Question

graph the equation $y = -x^2 - 12x - 32$ on the accompanying set of axes. you must plot 5 points including the roots and the vertex. click to plot points. click points to delete them.

Explanation:

Step1: Find the roots (x-intercepts)

Set \( y = 0 \), so \( -x^2 - 12x - 32 = 0 \).

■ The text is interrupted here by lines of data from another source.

PR #105, opened 2015-05-04
Use locationName for XML list over 'member'

charleso:
We discovered that SQS.ReceiveMessageResponse wasn't deserialising from XML. It turns out `List "member"` should have been `List "Message"`.

https://github.com/brendanhay/amazonka/blob/1adc27543f335341059b96e952f4f7c34abb500b/amazonka-sqs/gen/Network/AWS/SQS/ReceiveMessage.hs#L190

It looks like amazonka should be using the [locationName](https://github.com/brendanhay/amazonka/blob/develop/gen/input/sqs/2012-11-05.normal.json#L1115) from the `MessageList` shape.

I fear that this change will break some/all `ToQuery` instances because they (I believe) share the same information, and I suspect that `member` was correct. Will this require different/extra generation for one of both of `ToQuery` and `FromXML` in regards to `List`?

### DIFF
--- a/gen/src/Gen/AST.hs
+++ b/gen/src/Gen/AST.hs
@@ -680,11 +680,12 @@ shapes proto time m =
             flatten = x ^. lstFlattened
                   <|> x ^. lstMember . refFlattened
 
-            ann | proto == Query = "member"
-                | otherwise      =
+            ann =
                     fromMaybe fld $
                             x ^. lstMember . refLocationName
                         <|> r ^. refLocationName
+                        -- Fallback to 'member' only if there is no locationName
+                        <|> if proto == Query then Just "member" else Nothing
 
     flat :: Maybe Bool -> Type -> Type
     flat _ | proto == Ec2 = TFlatten


brendanhay:
Thanks for raising the issue! Can you please re-formulate the PR _without_ the generated code? 

Regarding breakage of `ToQuery` instances, I'll try and dig out some counter-examples so we identify the correct model to use, whether only `Protocol`, absence/presence of `locationName`, or another facet like `serviceAbbrev` is taken into account to calculate the actual list element name.

For this the quickest approach is probably going to be to look through the other SDKs and see how they are differentiating, which I will try and do today sometime.

charleso:
@brendanhay Have force-pushed away my second commit. Sorry about taht.

I find the go APIs interesting, as they seem to have `member` for the query, and the `locationName` for the XML. I couldn't say whether that's actually "correct" though:

https://gowalker.org/github.com/hashicorp/aws-sdk-go/gen/sqs#MessageAttributeValue

charleso:
Yeah maybe ignore the Go version. I should have been looking at the Java API.

At least as far as ReceiveMessage goes, it looks like my change would have been correct:

https://github.com/aws/aws-sdk-java/blob/master/aws-java-sdk-sqs/src/main/java/com/amazonaws/services/sqs/model/transform/ReceiveMessageRequestMarshaller.java#L53

I'll try to find some cases where "member" is used in Java but wouldn't be with this change.

charleso:
I've spot checked a random selection of the java uses of ".member" and it seems like they all line up still with the generated code from this change. I'm sure you'll want to do your own investigation too. Let me know if there's anything I can do on this end to help with this PR.

brendanhay:
The AWS maintained Go SDK is [here](https://github.com/awslabs/aws-sdk-go/blob/876a0d58f03015fb59eb3667c6e846590029bacd/service/sqs/api.go#L1282), along with the [Go ReceiveMessageOutput](
https://github.com/awslabs/aws-sdk-go/blob/876a0d58f03015fb59eb3667c6e846590029bacd/service/sqs/api.go#L1412).

Also the [.NET Marshaller](https://github.com/aws/aws-sdk-net/blob/bfe325af6eab8e36df9b68313b4774d3eda87c0d/AWSSDK_DotNet35/Amazon.SQS/Model/Internal/MarshallTransformations/SendMessageRequestMarshaller.cs#L63) and [.NET Unmarshaller](https://github.com/aws/aws-sdk-net/blob/bfe325af6eab8e36df9b68313b4774d3eda87c0d/AWSSDK_DotNet35/Amazon.SQS/Model/Internal/MarshallTransformations/ReceiveMessageResponseUnmarshaller.cs#L65).

I'll keep digging. Thanks again!

charleso:
Regarding the Go SDK, the only interesting mention of `member` is in the [queryutil.go#parseList](parseList) function. It's only done for unflattened lists.

charleso:
Awesome. So the Java and .NET APIs are different in some of these edge cases.

https://github.com/aws/aws-sdk-java/blob/master/aws-java-sdk-redshift/src/main/java/com/amazonaws/services/redshift/model/transform/ModifyClusterParameterGroupRequestMarshaller.java#L55

and 

https://github.com/aws/aws-sdk-net/blob/bfe325af6eab8e36df9b68313b4774d3eda87c0d/AWSSDK_DotNet35/Amazon.Redshift/Model/Internal/MarshallTransformations/ModifyClusterParameterGroupRequestMarshaller.cs#L62

Looks like the Java one aligns with this PR change (not that it makes it correct):

https://github.com/ambiata/amazonka/blob/gen/xml-list-member-name/amazonka-redshift/gen/Network/AWS/Redshift/ModifyClusterParameterGroup.hs#L56

My money is on the Java version being correct.

brendanhay:
The service definitions are generated from something akin to the documentation, and the documentation naturally aligns with the .NET version: http://docs.aws.amazon.com/redshift/latest/APIReference/API_ModifyClusterParameterGroup.html - I'll raise the issue upstream for clarification.

My past-self remembers something along the lines of the Go (both SDKs) behaviour, in that; if the protocol is `EC2` or the list/map `Shape` is annotated with `"flattened": true` the query serialisation uses `"member"` as the serialised item name. Otherwise it should use the `locationName`. For XML serialisation it always uses `locationName`.

brendanhay:
And for documentation purposes, it's again worth pointing out that `EC2` and `S3` both have edge-cases (relative to the other services) regarding serialisation.

charleso:
Yeah I saw something hard-coded about EC2 in the generator, which I assumed was unfortunate but necessary.

Just to clarify - is there anything I can/should be doing at this point? I'm assuming that only one representation is "correct"? In that - if you use the wrong member/localName it will throw an error. In which case, I guess we should pick one that's out of sync and test it manually?

brendanhay:
Yes in that there should be one 'correct' representation which we can encode in either the generator, types, or both.

Manual testing can help, but generally there are too many affected services and it's usually easier to obtain clarification from Amazon and determine whether the documentation is correct and which SDKs are correct (or not).

I plan to reach out to Amazon/AWS to clarify what the correct behaviour is regarding the `locationName` and `flattened` facets pertaining to both `Query` and `XML` serialisation.

Hopefully we'll have an answer by end of day GMT, I'll keep this PR/issue updated.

Multiply both sides by -1: \( x^2 + 12x + 32 = 0 \). Factor: \( (x + 4)(x + 8) = 0 \). So roots are \( x = -4 \) and \( x = -8 \). Thus, points \((-4, 0)\) and \((-8, 0)\).

Step2: Find the vertex

For quadratic \( y = ax^2 + bx + c \), vertex x-coordinate is \( x = -\frac{b}{2a} \). Here, \( a = -1 \), \( b = -12 \). So \( x = -\frac{-12}{2(-1)} = -6 \). Plug \( x = -6 \) into equation: \( y = -(-6)^2 - 12(-6) - 32 = -36 + 72 - 32 = 4 \). Vertex is \((-6, 4)\).

Step3: Find two more points

Choose \( x = -5 \): \( y = -(-5)^2 - 12(-5) - 32 = -25 + 60 - 32 = 3 \). Point \((-5, 3)\).

Choose \( x = -7 \): \( y = -(-7)^2 - 12(-7) - 32 = -49 + 84 - 32 = 3 \). Point \((-7, 3)\).

Answer:

Points to plot: \((-8, 0)\), \((-6, 4)\), \((-4, 0)\), \((-5, 3)\), \((-7, 3)\) (plot these on the axes).